# Bathtub and Tile Reglazing Questions ...



## yohan (Feb 15, 2007)

Ok, first off does anybody know of a good site that tells in great detail how to prep and reglaze a bath tub and tile ?

Even more importantly, what products sould be used?

Theres a few sites out there that explain it but some differ as far as sand paper to use, how long to let dry (8 hours to 48 hours I've seen) some say that suction cup tub bottoms can pull the service up .. which confuses me since I'm under the impression a new tub bottom should be sealed almost as great as a new one with the proper product & prep work being completed.

Another question along with this .. How do I take out the ring in my drain without having to access the plumbing from under the tub ?

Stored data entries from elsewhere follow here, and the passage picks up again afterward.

PR #985, opened 2021-11-04
rewrite the module docstring

### LINKED ISSUE #982: rewrite the `Images` docstring
The current docstring is useless so we need a rewrite of it.

https://github.com/JuliaImages/Images.jl/blob/9796acc8bf1d56d9574c555656fdba362f84a988/src/Images.jl#L206-L236

My idea is to remove the verbose list and only give a general introduction. For instance, modify from https://juliaimages.org/stable/pkgs/.

johnnychen94:
I deliberately separate this into a new PR so we don't get lost in the lengthy discussions in #971 

closes #982

### DIFF
--- a/src/Images.jl
+++ b/src/Images.jl
@@ -105,14 +105,14 @@ Images.jl is an "umbrella package" that exports a set of packages which are usef
 common image processing tasks. Most of these packages are hosted at JuliaImages,
 JuliaArrays, JuliaIO, JuliaGraphics, and JuliaMath.
 
-The purpose of this package is to have an out-of-box experiences for most of the stable
-functionalities. This means when you do `using Images`, you load a lot of packages that
-would otherwise be imported by lengthy using command, e.g., `using ImageCore, ImageShow,
-ImageTransformations, FileIO`. If you care about package loading time, you should probably
-use those small packages and try to composite your own toolbox.
+Images provides an out-of-box toolkit for image processing. This means when you do `using
+Images`, you load a lot of packages that might require multiple smaller packages, e.g.,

I did searches on here but found nothing, hope this thread helps out a lot of people in the future too!


----------



## yohan (Feb 15, 2007)

Oh yeah, I'm also considering doing my tile as well .. It's pretty old and in very rough shape, part of the wall will need replacing as it's taken on some water damage (yes I know to look for mold etc. before patching over)Options are to replace the water damaged sections then either put up a 1 piece surround, or fix damaged grout areas and glaze over the tiles as well.Some sites I've found: http://www.refinishingonline.com/diy.htm $63 free shipping - Spray Can version, bonder and hi gloss color coat.http://www.tubbycanada.com/ $85 plus shipping - Roll on. Everything included in the kit.I saw one a long time ago that required an air gun and cost approx $130 and claimed same day use (excluding silicone cure time)


----------



## Concordseeker (Aug 5, 2007)

I'd have to say IMHO this is not a DIY project. Pros have access to products not sold at Home Depot and will give you a much more durable, long lasting result.


----------



## NateHanson (Apr 15, 2007)

I agree with concordseeker. You're not going to get a finish you are happy with from a spray can, or with a roller. Hi gloss, hi durability finishes that will adhere to slick surfaces are much trickier than regular paint, and imperfections are super obvious. 

If you are replacing some tile because of water damage, then I'd say you're wasting time and money to try to paint over other tiles. It'll be easier in the long run, and last longer, if you just tear out all the tile and replace it with the look you want. 

You'll have a properly tiled tub surround, and it'll end up saving you time instead of the half-and-half job you're considering now. 

The tub is worth thinking about refinishing though, because it's more of a pain to replace. I'd have this done professionally.


----------



## cibula11 (Jan 6, 2007)

There is a paint product out that runs about $20-$30. This is pretty easy, but takes some time.


----------



## yohan (Feb 15, 2007)

Do you have a brand name for this product?


----------



## clarksmackey (Oct 16, 2007)

trying to tile a bathroom floor n walls i have a few questions can anyone help


----------



## NateHanson (Apr 15, 2007)

clarksmackey said:


> trying to tile a bathroom floor n walls i have a few questions can anyone help


You'd be best off starting your own thread, and describing your questions.


----------



## lackofunds (Oct 15, 2007)

Depending on how bad the water infiltration was into the wall behind the tiles, you may be looking at some dry rot in the wall studs.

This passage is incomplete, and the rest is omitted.